### What you are asked to do
Could you find each line of the data below that contains the word "randomly" and copy those lines?

++++ Given information ++++

PR #1848, opened 2021-04-05
Changes supporting falling actions

### LINKED ISSUE #476: Falling over animations
_From [mark.l1...@hotmail.co.uk](https://code.google.com/u/117099726060447259318/) on September 22, 2011 15:12:11_

What are the major things which your patch changes / adds? Adds yawning for some patients that are waiting or if they have sleeping illness.
Added queue to the list of possible vomit/pee patients to test it out
Also add falling over and shaking of fist for some patients. What version of the product are you using? On what operating system? The falling animations are for when there is an earth quake, as some patients should fall down. Please provide any additional information below. As earth quakes are not in the game yet (fingers are crossed that they never will be) I have made it that from time to time if you click on a patient he or she could fall over.  This is not in TH, but I thought it may make people smile.

_Original issue: http://code.google.com/p/corsix-th/issues/detail?id=1020_

mugmuggy:
Screenshot 2026-06-15 at 14 11 37

*Fixes #476*

- Corrects animations for Female patient (this probably doesn't work if they are a Stripped version at the time)
- Fixes the must happen to be in the constructor, otherwise any setNextAction calls will remove them
- Patients randomly choose a fall direction then that direction doesn't change, the random would have them fall one way, lay another and then stand up again in another
- Queues the actions more correctly for falling

I didn't activate the falling code in world, so these don't actually initiate anything but can be used for testing.

Doesn't as pointed out in the discussion #1846 attempt to address the issue of interrupted actions being incorrectly requeued for example, walking to room that is destroyed at the same time the fall action starts, which would requeue the interrupted walk to that room.

I had put a has_interrupted flag on the action and detected it as not to requeue, but not all interruptions are driven through setNextAction (interrupt_head in queue for example) and I think the other issue was actions like the walk which starts and does something, sets the interrupt handler, which means the action starts, rather than a todo_interrupt being detected to basically skip the action in the action start (seek_toilets_action_start for example and this is same issue with teleporting the drinks machine or jumping to/from bench when queue actions are interrupted as use_object also must start)

### DIFF
--- a/CorsixTH/Lua/app.lua
+++ b/CorsixTH/Lua/app.lua
@@ -29,7 +29,7 @@ local runDebugger = corsixth.require("run_debugger")
 -- and add compatibility code in afterLoad functions
 -- Recommended: Also replace/Update the summary comment
 
-local SAVEGAME_VERSION = 189 -- Refactor earthquakes
+local SAVEGAME_VERSION = 190 -- Improve falling actions for debug purposes
 
 class "App"
 
--- a/CorsixTH/Lua/earthquake.lua
+++ b/CorsixTH/Lua/earthquake.lua
@@ -145,7 +145,18 @@ function Earthquake:tick()
   self.remaining_damage = self.remaining_damage - 1
   self.damage_timer = self.damage_timer + damage_time
 
-  -- Patient falling: work in progress, see PR 1848
+  -- The below code triggers random patient falls during an earthquake.
+  -- It is currently disabled except for debugging purposes in the config file.
+  -- Current behaviour can cause empty action queues or other undesired behaviours.
+  -- Once working, the debugging flag can be removed.
+  if not TheApp.config.debug_falling then return end
+  local hospital = self.world:getLocalPlayerHospital()
+  -- loop through the patients and allow the possibility for them to fall over
+  for _, patient in ipairs(hospital.patients) do
+    if not patient.in_room and patient.falling_anim then
+      patient:falling(false)
+    end
+  end
 end
 
 --! Check if it's time for an earthquake
--- a/CorsixTH/Lua/entities/humanoids/patient.lua
+++ b/CorsixTH/Lua/entities/humanoids/patient.lua
@@ -361,20 +361,14 @@ function Patient:falling()
   local current = self:getCurrentAction()
   current.keep_reserved = true
   if self.falling_anim and self:canPeeOrPuke(current) and self.has_fallen == 1 then
-    self:setNextAction(FallingAction(), 0)
     self.has_fallen = 2
-    if self.has_fallen == 2 then
-      self:setNextAction(OnGroundAction())
-      self.on_ground = true
-    end
-    if self.on_ground then
-      self:setNextAction(GetUpAction())
-    end
-    -- TODO: falls are broken, the will change once implemented
-    self:interruptAndRequeueAction(current, 2)
-    self.on_ground = false
-    if math.random(1, 5) == 3 then
-      self:shakeFist()
+    self:queueAction(FallingAction(), 1)
+    self:queueAction(OnGroundAction(), 2)
+    self:queueAction(GetUpAction(), 3)
+    if math.random(1, 5) == 3 and self:shakeFist() then
+      self:interruptAndRequeueAction(current, 5)
+    else
+      self:interruptAndRequeueAction(current, 4)
     end
     self:fallingAnnounce()
     self:changeAttribute("happiness", -0.05) -- falling makes you very unhappy
@@ -398,7 +392,8 @@ end
 --! Perform 'shake fist' action.
 function Patient:shakeFist()
   if self.shake_fist_anim then
-    self:queueAction(ShakeFistAction(), 1)
+    self:queueAction(ShakeFistAction(), 4)
+    return true
   end
 end
 
@@ -1124,6 +1119,11 @@ function Patient:afterLoad(old, new)
           action.must_happen = false
         end
       end
+    end
+  end
+  if old < 190 then
+    if self.humanoid_class == "Standard Female Patient" then
+      self.on_ground_anim = 1764
     end
   end
   self:updateDynamicInfo()
--- a/CorsixTH/Lua/entities/humanoids/patient.lua
+++ b/CorsixTH/Lua/entities/humanoids/patient.lua
@@ -72,6 +72,14 @@ function Patient:onClick(ui, button)
         ui:addWindow(UIPatient(ui, self))
       end
     end
+  elseif TheApp.config.debug_falling and button == "right" then
+    -- Attempt to push patient over
+    -- Currently debug-only, enable in config file for testing.
+    -- Once confirmed working, the debugging flag can be removed.
+    if not self.world:isPaused() and not (self.cured or self.dead or self.going_home)
+         and math.random(1, 2) == 2 then
+      self:falling(true)
+    end
   elseif self.user_of then
     -- The object we're using is made invisible, as the animation contains both
     -- the humanoid and the object. Hence send the click onto the object.
@@ -341,10 +349,10 @@ function Patient:die()
   self:setDynamicInfoText(_S.dynamic_info.patient.actions.dying)
 end
 
--- Actions we can interrupt for in the canPeeOrPuke function
+-- Actions we can interrupt for in the canPeePukeOrFall function
 local good_actions = {walk=true, idle=true, seek_room=true, queue=true}
 
-function Patient:canPeeOrPuke(current)
+function Patient:canPeePukeOrFall(current)
   if not good_actions[current.name] then return false end
   if self.going_home then return false end
 
@@ -356,24 +364,25 @@ function Patient:canPeeOrPuke(current)
   return parcel ~= 0 and th:getPlotOwner(parcel) == self.hospital:getPlayerIndex()
 end
 
---! Animations for when there is an earth quake
-function Patient:falling()
+--! Falling animations for when there is an earth quake or the player is being very mean
+--!param player_init (bool) if true, player triggered the fall
+function Patient:falling(player_init)
   local current = self:getCurrentAction()
   current.keep_reserved = true
-  if self.falling_anim and self:canPeeOrPuke(current) and self.has_fallen == 1 then
+  if self.falling_anim and self:canPeePukeOrFall(current) and self.has_fallen == 1 then
     self.has_fallen = 2
     self:queueAction(FallingAction(), 1)
     self:queueAction(OnGroundAction(), 2)
     self:queueAction(GetUpAction(), 3)
-    if math.random(1, 5) == 3 and self:shakeFist() then
+    -- show the patient is annoyed, if possbile
+    if math.random(1, 5) == 3 and self.shake_fist_anim then
+      self:queueAction(ShakeFistAction(), 4)
       self:interruptAndRequeueAction(current, 5)
     else
       self:interruptAndRequeueAction(current, 4)
     end
-    self:fallingAnnounce()
+    if player_init then self:fallingAnnounce() end
     self:changeAttribute("happiness", -0.05) -- falling makes you very unhappy
-  else
-    return
   end
 end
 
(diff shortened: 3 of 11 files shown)


lewri:
Iirc patients can't fall inside rooms. So think you should be fine unless females are stripping around the hospital

lewri (commented):
Maybe out of scope a little but falling's line 28 should be a colon and not a full stop (I think)

i.e. this line needs correcting
```lua
self.setMustHappen(true)
```

mugmuggy:
Forgot to copy that one across. The Stripped Female Patients won't get the updated on_ground animation in the afterload, so once they become normal ones, they will be restored with the old one, also if they transition from Standard to Stripped then back to Standard. Obviously not a problem on new saves.

lewri:
@mugmuggy May need to be it's own issue but it looks like some recent update triggering falls is causing the adviser to repeatedly saying the "These people are ill" "How would you like it" etc. when the falling is on.

lewri:
I think we lost the GitHub logs on this one, if you wanted to try and regenerate them.

CorsixTH/Lua/entities/humanoids/patient.lua
```diff
@@ -381,7 +375,8 @@ end
 --! Perform 'shake fist' action.
 function Patient:shakeFist()
   if self.shake_fist_anim then
-    self:queueAction(ShakeFistAction(), 1)
+    self:queueAction(ShakeFistAction(), 4)
```
Alberth289346, line 378: There is exactly one use of this function, so not much need for having it as a function.

Alberth289346:
Looks good to me, except for the problem spotted by Lewri. My suggestion is just further improvement of the code while you are at it.

CorsixTH/Lua/entities/humanoids/patient.lua
```diff
@@ -342,20 +342,14 @@ function Patient:falling()
...
-      self:shakeFist()
+    self:queueAction(FallingAction(), 1)
+    self:queueAction(OnGroundAction(), 2)
+    self:queueAction(GetUpAction(), 3)
+    if math.random(1, 5) == 3 and self:shakeFist() then
+      self:interruptAndRequeueAction(current, 5)
+    else
+      self:interruptAndRequeueAction(current, 4)
     end
     self:fallingAnnounce()
```
lewri, line 354: Ah, the problem I identified a while back sits here. This ends up spamming the announcer with every person falling.
It's out of scope so just needs noting to be fixed (or fixed here, if you wanted to).

lewri: In fact, the falling Adviser messages are irrelevant to earthquakes.... They're when you click a patient I believe to knock them over.

mugmuggy:
> > Patients randomly choose a fall direction then that direction doesn't change, the random would have them fall one way, lay another and then stand up again in another
> 
> Unfortunately I don't think this one is true. I'm still see this even with your changes.
Specifically this is the on_ground/get_up where it could change direction whilst on the ground. They still fall in a random direction, but don't flop around on the ground.

lewri:
> > > Patients randomly choose a fall direction then that direction doesn't change, the random would have them fall one way, lay another and then stand up again in another
> > 
> > 
> > Unfortunately I don't think this one is true. I'm still see this even with your changes.
> > Specifically this is the on_ground/get_up where it could change direction whilst on the ground. They still fall in a random direction, but don't flop around on the ground.

Hmm. I've attached a webm here showing what's happening still.

https://user-images.githubusercontent.com/20030128/172935256-198499dc-a34e-402b-9cb6-f3bb35b00531.mp4

CorsixTH/Lua/entities/humanoids/patient.lua
lewri: Could you provide a suggestion for this code spot? Lets see if we can get this one in a tidier place and we can merge what we have since falling is still disabled and for debugging only.

CorsixTH/Lua/entities/humanoids/patient.lua
```diff
@@ -356,27 +364,22 @@ function Patient:canPeeOrPuke(current)
...
+    self:queueAction(FallingAction(), 1)
+    self:queueAction(OnGroundAction(), 2)
+    self:queueAction(GetUpAction(), 3)
+    if math.random(1, 5) == 3 and self:shakeFist() then
+      self:interruptAndRequeueAction(current, 5)
+    else
+      self:interruptAndRequeueAction(current, 4)
     end
-    self:fallingAnnounce()
+    if player_init then self:fallingAnnounce(true) end
```
lewri, line 382: the `true` isn't needed. Not sure what I was doing.

CorsixTH/Lua/entities/humanoids/patient.lua
Alberth289346:
``` bash
$ ag shakeFist 

CorsixTH/Lua/entities/humanoids/patient.lua
377:      self:shakeFist()
399:function Patient:shakeFist()
```

Usage is thus at line 377, maybe change it to something like
``` lua
    if math.random(1, 5) == 3 and self.shake_fist_anim then
      self:queueAction(ShakeFistAction(), 4)
      self:interruptAndRequeueAction(current, 5)
    else
      self:interruptAndRequeueAction(current, 4)
    end
```

Alberth289346: This also helps in understanding the magic 4 :)

lewri: > EDIT: Hard-coding the queue position in the middle of the action queue makes it quite unusable. If you want to keep this, pass the index as a parameter.

Does your suggestion resolve this too? Or should this till be factored.

Alberth289346: Nope, didn't fix that. I would have said so if it did.

CorsixTH/Lua/entities/humanoids/patient.lua
```diff
@@ -356,27 +364,22 @@ function Patient:canPeeOrPuke(current)
...
+    if math.random(1, 5) == 3 and self:shakeFist() then
+      self:interruptAndRequeueAction(current, 5)
+    else
+      self:interruptAndRequeueAction(current, 4)
     end
-    self:fallingAnnounce()
+    if player_init then self:fallingAnnounce() end
     self:changeAttribute("happiness", -0.05) -- falling makes you very unhappy
   else
     return
```
Alberth289346, line 385: Invert the condition so the return can be done immediately after deciding it's not happening.

Alberth289346:
Not sure why it needs a new section in the config file. Can't we have another setting in the "debug" settings section? May somewhat depend on the public though.

lewri:
> Not sure why it needs a new section in the config file. Can't we have another setting in the "debug" settings section? May somewhat depend on the public though.

As an example, for soundfont override on fluidsynth builds we don't give any indicators the setting `config.soundfont` exists. We could do that here too. Though I'm not keen on some magic undocumented flag either.

CorsixTH/Lua/entities/humanoids/patient.lua
lewri: `if not self.falling_anim or not self:canPeeOrPuke(current) and not self.has_fallen == 1 then return end`?

Alberth289346: Since the function ends there as well, just delete the "else return" instead?

Alberth289346: Instead of your long condition, you can break it into 3 parts, and bail out as soon as one fails.

Alberth289346: An unsure why it needs a "pee or puke" function. Probably it was re-used without adapting the name.

lewri: I think there's 3 options listed here now. Which one is the preferred one here? 😅 

> An unsure why it needs a "pee or puke" function. Probably it was re-used without adapting the name.

Very old code :) https://github.com/CorsixTH/CorsixTH/commit/df84d21f926a5868f86904b7d968bdf76d20cba6

Alberth289346: > Which one is the preferred one here?

Hmm, you're asking such difficult questions :)
I'd probably go for deleting the `else return`, as it's not doing anything useful.

> Very old code :)

Point is that it's being used for something else than pee or puke. The name of the function doesn't cover all it's purposes anymore. You can extend it with the new purpose, but maybe a more general name is better.? I pondered about a name and came up with `atFreeTile` or `atOpenTile`. Not sure these are good names though.

lewri: The function checks more than tiles, it has 3 steps:
1. Is the current action interruptible?
2. Does the patient have going home status?
3. Finally check if the current tile is buildable, owned, and in a hospital

It's likely the extend name option is going to be the easiest here; can't think of a good general name either.

Alberth289346: I am fine with extending the name.

Good point, so perhaps this is not just 1 function, it's 2 or 3 functions mixed into one?  
The first 2 steps seem related to the question "is it possible and does it make sense to insert a new action in the queue?", while the 3rd step seems about an empty tile (which probably should be abstracted into an `isAtEmptyTile` function, but that is out of scope here).

I am not sure about the "inHospital" check for the current usage of this function. For pee and puke it makes sense, since a handyman needs to cleanup the mess, but falling doesn't need to be cleaned. Not a serious problem though, falling patients at the middle of some road are never seen anyway.  
If you want to fix things in that function, doing that in a separate patch is likely the better idea, imho.

Alberth289346 (approved):
Not sure how good it is exactly, but let's find out :)

CorsixTH/Lua/app.lua
```diff
@@ -29,7 +29,7 @@ local runDebugger = corsixth.require("run_debugger")
 -- and add compatibility code in afterLoad functions
 -- Recommended: Also replace/Update the summary comment
 
-local SAVEGAME_VERSION = 188 -- Add groups to win and lose criteria.
+local SAVEGAME_VERSION = 183 -- WIP support falling actions
```
lewri, line 32: Will refresh, I just needed a new artifact for this PR

lewri:
Everything should be cleared up now and ready. I also made this a debug menu item for easier toggling,

TheCycoONE:
LGTM too

CorsixTH/Lua/world.lua
```diff
@@ -594,26 +594,19 @@ function World:tickEarthquake()
...
-        -- end up with nil action queues, and sometimes the resumed
-        -- actions throw exceptions. Also, patients in the hospital
-        -- who have not yet found reception throw exceptions after
-        -- they visit reception. Some debugging needed here to get
-        -- this working.
-
-        patient:falling()
+        patient:falling(false)
       end
     end
```
lewri, line 609: Relocate to earthquake class before merge

CorsixTH/Lua/earthquake.lua
```diff
@@ -145,7 +145,18 @@ function Earthquake:tick()
...
+  -- The below code triggers random patient falls during an earthquake.
+  -- It is currently disabled except for debugging purposes in the config file.
+  -- Current behaviour can cause empty action queues or other undesired behaviours.
+  -- Once working, the debugging flag can be removed.
+  if not TheApp.config.debug_falling then return end
+  local hospital = self.world:getLocalPlayerHospital()
+  -- loop through the patients and allow the possibility for them to fall over
+  for _, patient in ipairs(hospital.patients) do
+    if not patient.in_room and patient.falling_anim then
+      patient:falling(false)
```
lewri, line 157: Should there be a probability roll here?

Alberth289346: Hmm, "tick" function eh?  Should be a very low probability if you want to notice any of a delay, I guess.

Quick falling is perhaps more useful for testing?

lewri: Looks like it's every quake tick (which different from a regular tick), which in essence is a damage cycle completed.

Potentially its fine for now. If a patient can't fall at one part of the quake they may move and be able to later on. I think if it becomes too uniform then we can adjust later

Alberth289346: I agree :)   First make it work at all before starting to fine-tune it :)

++++

### Your response
- Patients randomly choose a fall direction then that direction doesn't change, the random would have them fall one way, lay another and then stand up again in another
> > Patients randomly choose a fall direction then that direction doesn't change, the random would have them fall one way, lay another and then stand up again in another
> > > Patients randomly choose a fall direction then that direction doesn't change, the random would have them fall one way, lay another and then stand up again in another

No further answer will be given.